→ **YOUR GOAL**: Copy each line containing the word "only" from the records that follow, please.

→ **SUPPLIED ENTRIES**:
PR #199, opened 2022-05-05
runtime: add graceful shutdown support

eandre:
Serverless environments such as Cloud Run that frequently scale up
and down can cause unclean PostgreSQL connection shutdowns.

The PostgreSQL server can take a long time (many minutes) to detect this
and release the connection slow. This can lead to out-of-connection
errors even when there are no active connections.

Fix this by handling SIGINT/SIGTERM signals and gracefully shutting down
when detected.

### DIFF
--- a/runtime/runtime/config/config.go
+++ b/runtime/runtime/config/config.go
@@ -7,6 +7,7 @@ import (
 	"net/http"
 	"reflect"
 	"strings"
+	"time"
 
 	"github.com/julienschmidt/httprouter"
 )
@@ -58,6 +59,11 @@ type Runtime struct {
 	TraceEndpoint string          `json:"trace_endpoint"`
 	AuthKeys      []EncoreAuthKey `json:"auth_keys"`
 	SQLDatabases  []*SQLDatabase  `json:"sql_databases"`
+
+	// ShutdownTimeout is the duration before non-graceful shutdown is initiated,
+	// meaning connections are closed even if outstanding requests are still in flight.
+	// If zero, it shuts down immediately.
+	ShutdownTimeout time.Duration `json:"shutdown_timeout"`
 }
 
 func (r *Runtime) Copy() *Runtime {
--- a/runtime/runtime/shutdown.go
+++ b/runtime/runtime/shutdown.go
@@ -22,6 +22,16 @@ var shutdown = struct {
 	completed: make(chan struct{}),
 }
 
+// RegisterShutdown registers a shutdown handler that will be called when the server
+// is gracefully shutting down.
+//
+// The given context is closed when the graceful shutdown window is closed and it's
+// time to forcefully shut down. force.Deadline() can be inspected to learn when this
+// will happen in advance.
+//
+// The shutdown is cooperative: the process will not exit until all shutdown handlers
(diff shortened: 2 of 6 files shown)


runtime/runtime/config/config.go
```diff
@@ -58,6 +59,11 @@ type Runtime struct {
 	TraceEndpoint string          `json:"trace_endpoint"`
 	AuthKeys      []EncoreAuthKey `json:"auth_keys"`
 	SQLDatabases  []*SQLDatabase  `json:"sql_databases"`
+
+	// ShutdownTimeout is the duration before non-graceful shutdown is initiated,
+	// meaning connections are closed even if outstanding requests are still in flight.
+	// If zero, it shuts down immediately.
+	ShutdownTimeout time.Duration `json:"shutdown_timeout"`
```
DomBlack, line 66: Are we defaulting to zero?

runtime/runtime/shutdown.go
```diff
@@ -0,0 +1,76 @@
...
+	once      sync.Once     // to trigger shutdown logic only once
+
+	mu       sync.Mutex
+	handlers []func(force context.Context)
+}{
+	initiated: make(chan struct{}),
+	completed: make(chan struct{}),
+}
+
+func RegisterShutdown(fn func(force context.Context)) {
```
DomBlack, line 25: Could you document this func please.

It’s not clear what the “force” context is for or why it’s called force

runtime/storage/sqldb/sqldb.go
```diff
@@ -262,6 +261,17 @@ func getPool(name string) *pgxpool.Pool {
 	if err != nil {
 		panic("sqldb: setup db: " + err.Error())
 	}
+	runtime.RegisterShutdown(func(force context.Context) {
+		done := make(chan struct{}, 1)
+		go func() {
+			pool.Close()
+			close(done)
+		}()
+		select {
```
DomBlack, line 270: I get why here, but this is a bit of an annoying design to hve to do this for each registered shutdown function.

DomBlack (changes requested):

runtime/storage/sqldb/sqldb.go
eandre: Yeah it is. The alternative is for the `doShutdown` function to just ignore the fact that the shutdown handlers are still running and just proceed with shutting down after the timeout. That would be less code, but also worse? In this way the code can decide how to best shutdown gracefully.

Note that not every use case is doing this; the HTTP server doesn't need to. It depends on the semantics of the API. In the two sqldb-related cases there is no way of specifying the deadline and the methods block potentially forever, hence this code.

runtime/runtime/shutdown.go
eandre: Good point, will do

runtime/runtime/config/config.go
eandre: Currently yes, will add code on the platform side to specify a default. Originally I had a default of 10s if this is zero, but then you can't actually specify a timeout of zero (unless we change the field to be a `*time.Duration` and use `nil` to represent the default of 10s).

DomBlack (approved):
* * *
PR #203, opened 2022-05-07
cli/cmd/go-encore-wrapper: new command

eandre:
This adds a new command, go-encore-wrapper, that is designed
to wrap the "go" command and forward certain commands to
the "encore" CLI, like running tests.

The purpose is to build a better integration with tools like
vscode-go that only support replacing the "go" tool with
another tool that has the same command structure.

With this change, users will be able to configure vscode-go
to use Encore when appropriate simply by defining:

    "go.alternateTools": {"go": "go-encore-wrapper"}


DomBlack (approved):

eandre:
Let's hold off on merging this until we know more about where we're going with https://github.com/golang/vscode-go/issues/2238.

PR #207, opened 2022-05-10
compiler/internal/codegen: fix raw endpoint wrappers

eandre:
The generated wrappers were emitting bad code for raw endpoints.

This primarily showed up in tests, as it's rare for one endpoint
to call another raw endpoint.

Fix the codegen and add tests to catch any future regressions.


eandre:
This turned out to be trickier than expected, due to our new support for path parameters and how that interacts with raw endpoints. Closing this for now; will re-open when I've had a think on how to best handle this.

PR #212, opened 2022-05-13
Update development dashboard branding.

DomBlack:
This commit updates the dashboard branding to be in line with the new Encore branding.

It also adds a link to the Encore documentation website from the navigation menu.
--
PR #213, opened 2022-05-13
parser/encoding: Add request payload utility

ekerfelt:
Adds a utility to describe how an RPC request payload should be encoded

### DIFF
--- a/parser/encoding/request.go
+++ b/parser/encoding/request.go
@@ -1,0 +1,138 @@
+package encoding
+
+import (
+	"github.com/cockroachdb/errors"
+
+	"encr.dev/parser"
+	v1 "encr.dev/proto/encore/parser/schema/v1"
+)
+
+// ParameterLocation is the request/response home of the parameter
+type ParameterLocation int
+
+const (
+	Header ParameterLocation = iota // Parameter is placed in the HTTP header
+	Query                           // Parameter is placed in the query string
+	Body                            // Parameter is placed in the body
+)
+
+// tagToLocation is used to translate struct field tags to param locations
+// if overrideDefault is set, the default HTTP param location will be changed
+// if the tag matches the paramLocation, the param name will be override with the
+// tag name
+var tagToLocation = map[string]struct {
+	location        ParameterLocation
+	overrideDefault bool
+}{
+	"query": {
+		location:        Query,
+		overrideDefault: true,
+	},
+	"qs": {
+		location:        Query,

→ **RESPONSE**:
+	once      sync.Once     // to trigger shutdown logic only once
vscode-go that only support replacing the "go" tool with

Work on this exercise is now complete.